Small but meaningful acquisition. Singapore Technologies Engineering Ltd (STE) announced on 20 Sep 2011 that its American subsidiary Vision Technologies Aerospace Inc. agreed to wholly acquire DRB Aviation Consultants, Inc. (DRB Aviation) for US$1.45m (~S$1.75m). Apart from strengthening STE's cabin interior engineering capability, DRB Aviation is a Federal Aviation Administration (FAA - the American aviation authority) designee in issuing minor Supplementary Type Certificates (STCs) for avionics and interiors projects. While it is possible for STE to develop this FAA designation in-house, management reckons this acquisition is both faster and more cost effective. Alterations to an aircraft's certified layout require an approved STC and STE used to outsource STC certification of its aviation cabin engineering projects. With this acquisition, the STC certification process could be done within the STE Group.
S$68m contract win from MINDEF. STE announced on 13 Sep 2011 that its subsidiary ST Kinetics won a S$68m contract from the Singapore Ministry of Defence (MINDEF) to supply its new generation of Spider Light Strike Vehicles (Spider LSV). Delivery is expected to take place over 2013-14. While the contract value is small relative to the size of a conglomerate like STE, this contract win illustrates STE's ability to continue developing new products.
CPIB investigations. STE announced on 12 Sep 2011, that Patrick Lee, the CFO of the holding company of the group's American business interests, Vision Technologies Systems, Inc. (VT Systems), was arrested by Singapore's Corrupt Practices Investigation Bureau (CPIB). Lee was not charged in court, subsequently released on bail and granted permission by the CPIB to leave Singapore. STE believes this is in relation to certain transactions that happened when Lee was the financial controller at ST Marine. Since then, Lee has taken a leave of absence while the CPIB's investigations and STE's internal inquiry continue. STE Group's financial controller Raphael Chin has been appointed as acting CFO of VT Systems. Management believes this arrangement will not have any material impact on the operations of the STE Group.

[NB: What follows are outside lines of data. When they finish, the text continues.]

PR #1182, opened 2021-09-05
Fixed Flaky Test

Auzel:
This tests assumes that there is a specific order that a HashMap and a Collection is iterated. However, the java documentation does not specify an order. So, if you run the _testAddRemove_ test in _CollectionValuedMapTest_ class a sufficient number of times, it will fail.

My fix is to sort the collection corresponding to each of the hash map keys. Then check if the map's toString() matches one of the permutations of its keys.

### DIFF
--- a/test/src/edu/stanford/nlp/util/CollectionValuedMapTest.java
+++ b/test/src/edu/stanford/nlp/util/CollectionValuedMapTest.java
@@ -5,6 +5,9 @@ import java.util.Collection;
 import java.util.HashMap;
 import java.util.Map;
 import java.util.Random;
+import java.util.List;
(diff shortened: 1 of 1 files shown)


AngledLuffa:
What about just using the mechanism of the CollectionValuedMap by passing in a `MapFactory.ARRAY_MAP_FACTORY` and a `CollectionFactory.ARRAY_LIST_FACTORY`

Auzel:
I took your suggestion into account but I decided to check for equality between the two collections. It appears to be a simpler solution to the problem. Note that the new commit _9033a7b_ was done on my student account.

AngledLuffa:
That is really simple.  Love it

PR #1191, opened 2021-09-16
Italian

AngledLuffa:
Several minor improvements to make it easier to build models, along with scripts and a props file for Italian tokenizer, pos, ner, depparse models in CoreNLP


AngledLuffa:
Several minor improvements to make it easier to build models, along with scripts and a props file for Italian tokenizer, pos, ner, depparse models in CoreNLP

PR #1241, opened 2022-01-12
Fix xml

AngledLuffa:


Haxatron:
line 198 should be spf.newSAXParser();

AngledLuffa:
oops... i edited out the part where the line started with SAXParser but ruined the whole thing!  thanks for catching that.

Issue #1195, opened 2021-09-29
How to get in touch regarding a security concern


zidingz:
Hey there!

I belong to an open source security research community, and a member (@srikanthprathi) has found an issue, but doesn’t know the best way to disclose it.

If not a hassle, might you kindly add a `SECURITY.md` file with an email, or another contact method? GitHub [recommends](https://docs.github.com/en/code-security/getting-started/adding-a-security-policy-to-your-repository) this best practice to ensure security issues are responsibly disclosed, and it would serve as a simple instruction for security researchers in the future.

Thank you for your consideration, and I look forward to hearing from you!

(cc @huntr-helper)

AngledLuffa:
We'll take that under consideration - for now please just email <
***@***.***>

zidingz:
Hey @AngledLuffa

Thank you for your response. GitHub has a tendency to redact emails if supplied via email to a comments section. See how it appears on this issue.

<img width="455" alt="Screenshot 2021-09-30 at 16 25 18" src="https://user-images.githubusercontent.com/28839565/135484749-70aa3113-d1ab-4b11-8368-a8f0910b2c22.png">


If not a hassle, might you be able to try again? Else, simply insert it into this PR #1196. Thanks!

AngledLuffa:
Ha, that's funny.  I just posted the email address there.  Thanks for
preparing that

PR #1268, opened 2022-05-06
Update SECURITY.md

JamieSlome:
- Adding a qualified security policy

In relation to #1195


AngledLuffa:
I think contacting us directly will be sufficient

PR #1326, opened 2022-12-15
Server tregex

AngledLuffa:
Fix the server tregex endpoint so that the serialized trees method of input actually works.  Actually, the fix was lower down than the server - needed to update the serializer to attach the labels in the trees to the labels in the sentences


AngledLuffa:
(glanced at by @gangeli)

PR #1435, opened 2024-04-06
Update and rename examples/sample-maven-project/README.txt to Stanfor…

DharahasGoud:
…dCoreNLP


AngledLuffa:
Is this spam or something?  Why would we do this?

PR #1454, opened 2024-06-24
austrian german month names for german tokenizer

j3ernhard:
Austrian German month names for German tokenizer post processor:
https://en.wikipedia.org/wiki/Austrian_German


AngledLuffa:
Great, thanks for the contribution!

PR #1297, opened 2019-10-14
More alphabet cleanup

h-2:
* This PR cleans up the mess in the composite alphabets that wrongly used free function operators which led to spurious compile failures because they were considered in entirely unrelated situations.
  * The composites now used friends that are constrained via SFINAE, because friends can't be constrained with concepts in GCC Concepts TS.
  * Many unused overloads were removed and also a lot of useless meta-machinery.
  * Fixes a design bug: a `alphabet_variant<a>` should only be implicitly constructible from `b`, if `a` is implicitly constructible from `b`. Previously it was possible to implicitly construct the variant, even if `a` can only be explicitly constructed from `b`. I added `explicit` to the respective constructor and fixed one affected test-case.
  * I have added tests, because of a lot of behaviour was previously untested. Only a single test was modified, because the behaviour it tested should never have worked.
  * Fixed a bunch of small things a long the way (in separate commits).

The main work is the fourth commit. I recommend to review by commit.

PR #1306, opened 2019-10-21
[FIX] visibility errors on gcc - alphabet

marehr:
Superseeds #1228

fixes partially #1317

### DIFF
--- a/include/seqan3/alphabet/composite/alphabet_tuple_base.hpp
+++ b/include/seqan3/alphabet/composite/alphabet_tuple_base.hpp
@@ -614,7 +614,7 @@ template <typename indirect_component_type, typename derived_type, typename ...c
              !detail::weakly_equality_comparable_by_members_with<indirect_component_type, derived_type>
 //!\endcond
 constexpr bool operator==(indirect_component_type const lhs,
-                          alphabet_tuple_base<derived_type, component_types...> const rhs) noexcept
+                          alphabet_tuple_base<derived_type, component_types...> const & rhs) noexcept
 {
     return rhs == lhs;
 }
@@ -626,7 +626,7 @@ template <typename indirect_component_type, typename derived_type, typename ...i
              !detail::weakly_equality_comparable_by_members_with<indirect_component_type, derived_type>
 //!\endcond
 constexpr bool operator!=(indirect_component_type const lhs,
-                          alphabet_tuple_base<derived_type, indirect_component_types...> const rhs) noexcept
+                          alphabet_tuple_base<derived_type, indirect_component_types...> const & rhs) noexcept
 {
     return rhs != lhs;
 }
@@ -638,7 +638,7 @@ template <typename indirect_component_type, typename derived_type, typename ...i
              !detail::weakly_ordered_by_members_with<indirect_component_type, derived_type>
 //!\endcond
 constexpr bool operator<(indirect_component_type const lhs,
-                         alphabet_tuple_base<derived_type, indirect_component_types...> const rhs) noexcept
+                         alphabet_tuple_base<derived_type, indirect_component_types...> const & rhs) noexcept
 {
     return rhs > lhs;
 }
@@ -650,7 +650,7 @@ template <typename indirect_component_type, typename derived_type, typename ...i
              !detail::weakly_ordered_by_members_with<indirect_component_type, derived_type>
 //!\endcond
 constexpr bool operator>(indirect_component_type const lhs,
-                         alphabet_tuple_base<derived_type, indirect_component_types...> const rhs) noexcept
+                         alphabet_tuple_base<derived_type, indirect_component_types...> const & rhs) noexcept
 {
     return rhs < lhs;
 }
@@ -662,7 +662,7 @@ template <typename indirect_component_type, typename derived_type, typename ...i
              !detail::weakly_ordered_by_members_with<indirect_component_type, derived_type>
 //!\endcond
 constexpr bool operator<=(indirect_component_type const lhs,
-                          alphabet_tuple_base<derived_type, indirect_component_types...> const rhs) noexcept
+                          alphabet_tuple_base<derived_type, indirect_component_types...> const & rhs) noexcept
 {
     return rhs >= lhs;
 }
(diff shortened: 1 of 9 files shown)


include/seqan3/alphabet/composite/alphabet_tuple_base.hpp
```diff
@@ -674,7 +674,7 @@ template <typename indirect_component_type, typename derived_type, typename ...i
              !detail::weakly_ordered_by_members_with<indirect_component_type, derived_type>
 //!\endcond
 constexpr bool operator>=(indirect_component_type const lhs,
-                          alphabet_tuple_base<derived_type, indirect_component_types...> const rhs) noexcept
+                          alphabet_tuple_base<derived_type, indirect_component_types...> const & rhs) noexcept
 {
```
h-2: These won't be necessary if #1297 gets merged...

include/seqan3/alphabet/concept.hpp
```diff
@@ -618,7 +618,7 @@ void alphabet_size(args_t ...) = delete;
 template <typename alph_t>
 struct alphabet_size_fn
 {
-private:
+public:
```
h-2: These are weird, but oh well.

include/seqan3/alphabet/detail/alphabet_proxy.hpp
```diff
@@ -263,38 +263,41 @@ class alphabet_proxy : public
      *        e.g. seqan3::alphabet_variant.
      * \{
      */
+private:
+    //!\brief work around a gcc bug that disables short-circuiting of operator&& in an enable_if_t of a friend function
+    template <typename t>
+    static constexpr bool is_alphabet_comparable_with = !std::is_same_v<derived_type, t> &&
+                                                        detail::weakly_equality_comparable_with<alphabet_type, t>;
+
```
h-2: This makes a difference? Interesting.

marehr: Yes it does. Maybe this fixes your problems where short circuiting didn't work.

h-2: I moved all the checks out into external variables anyway so I implicitly did the same thing, I think.

include/seqan3/alphabet/concept.hpp
rrahn: But do we know why this is necessary? I mean I don't see right now why the private CPO members are not accessible from within the class itself?

test/unit/alphabet/nucleotide/sam_dna16_test.cpp
```diff
@@ -25,6 +25,11 @@ INSTANTIATE_TYPED_TEST_CASE_P(sam_dna16, semi_alphabet_test, sam_dna16);
 INSTANTIATE_TYPED_TEST_CASE_P(sam_dna16, alphabet_constexpr, sam_dna16);
 INSTANTIATE_TYPED_TEST_CASE_P(sam_dna16, semi_alphabet_constexpr, sam_dna16);
 
+struct sam_dna16_accessor : public sam_dna16
+{
+    using sam_dna16::rank_to_char;
```
rrahn: so this is protected in sam_dna_16, but we have a test that tests this conversion of the sam?
Should that test not use the public interface to check the correctness of the conversion? I mean I am asking myself why it is protected and not private?

include/seqan3/alphabet/concept.hpp
marehr: clang allows this, gcc not. Not sure what the standard says, I would expect it to work, but it doesn't.

marehr: I asked on the concepts [slack](https://cpplang.slack.com/archives/C6K47F8TT/p15674338610107000), but none answered.

h-2: It works with GCC10 with c++20 concepts and concepts-ts. I would consider it a bug of GCC<=9, but one that likely won't be fixed.
Nothing to be done about it.

h-2: (You can WORKAROUND declare it for GCC<=9 but that arguably makes the code worse that just making it public, I think)

marehr: okay, good to know

rrahn: 💥

test/unit/alphabet/detail/alphabet_proxy_test.cpp
```diff
@@ -120,6 +128,10 @@ class alphabet_proxy_example2 : public alphabet_proxy<alphabet_proxy_example2, m
     constexpr alphabet_proxy_example2 & operator=(alphabet_proxy_example2 const &) = default;
     constexpr alphabet_proxy_example2 & operator=(alphabet_proxy_example2 &&) = default;
     ~alphabet_proxy_example2() = default;
+
+    constexpr alphabet_proxy_example2(alphabet_type const a) noexcept
+        : base_t{a}
```
rrahn: Why is this not on one line? I see no need to wrap this? Also when wrapping I think we agreed on putting the operator on the previous line and then continue the remaining expression on the next except for the pipe-notation for the ranges.

test/unit/alphabet/detail/alphabet_proxy_test.cpp
```diff
@@ -31,6 +32,12 @@ class alphabet_proxy_example : public alphabet_proxy<alphabet_proxy_example, dna
     constexpr alphabet_proxy_example & operator=(alphabet_proxy_example const &) = default;
     constexpr alphabet_proxy_example & operator=(alphabet_proxy_example &&) = default;
     ~alphabet_proxy_example() = default;
+
+    constexpr alphabet_proxy_example(alphabet_type const a) noexcept
+        : base_t{a}
```
rrahn: on the previous line?

test/unit/alphabet/detail/alphabet_proxy_test.cpp
marehr: can you give an example?

PR #1310, opened 2019-10-22
[FIX] ICE in constexpr alphabet tests

eseiler:
https://gcc.gnu.org/bugzilla/show_bug.cgi?id=91607


smehringer:
@seqan/core Can I merge this so the CI passes again? (Jenkins fail is unrelated)

smehringer:
Since marehr and rene (on gitter approved), I'll merge this now and we can discuss anything else later on.

PR #1311, opened 2019-10-22
[FIX] visibility errors on gcc - search

marehr:
Superseeds #1228


marehr:
travis fails because of missing patch from #1310. Should I rebase onto new master and restart the builds?

smehringer:
please rebase

PR #1318, opened 2019-10-23
[MISC] Change the naming of the  structured binding variables

rrahn:
If the surrounding context of this macro adds a variable called left or right an internal compiler error will be triggered. So we rename the variables to reduce the chance that this occurs.


rrahn:
@marehr sorry you already approved. I accidently rerequested you.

Maintain BUY. Since our last report on 9 Sep 2011, the FTSE Straits Times Index has fallen 5.5% to 2,701 points. During the same time, STE displayed its defensive nature as its share price only fell slightly by 0.3%.. Given STE's strong order book of S$10.8b, its 90% dividend payout ratio and that recent news developments do not have a material impact on STE's resilient earnings, we retain our fair value estimate of S$3.37 per share. As the fair value still represents 14.6% upside to our fair value, we maintain our BUY call.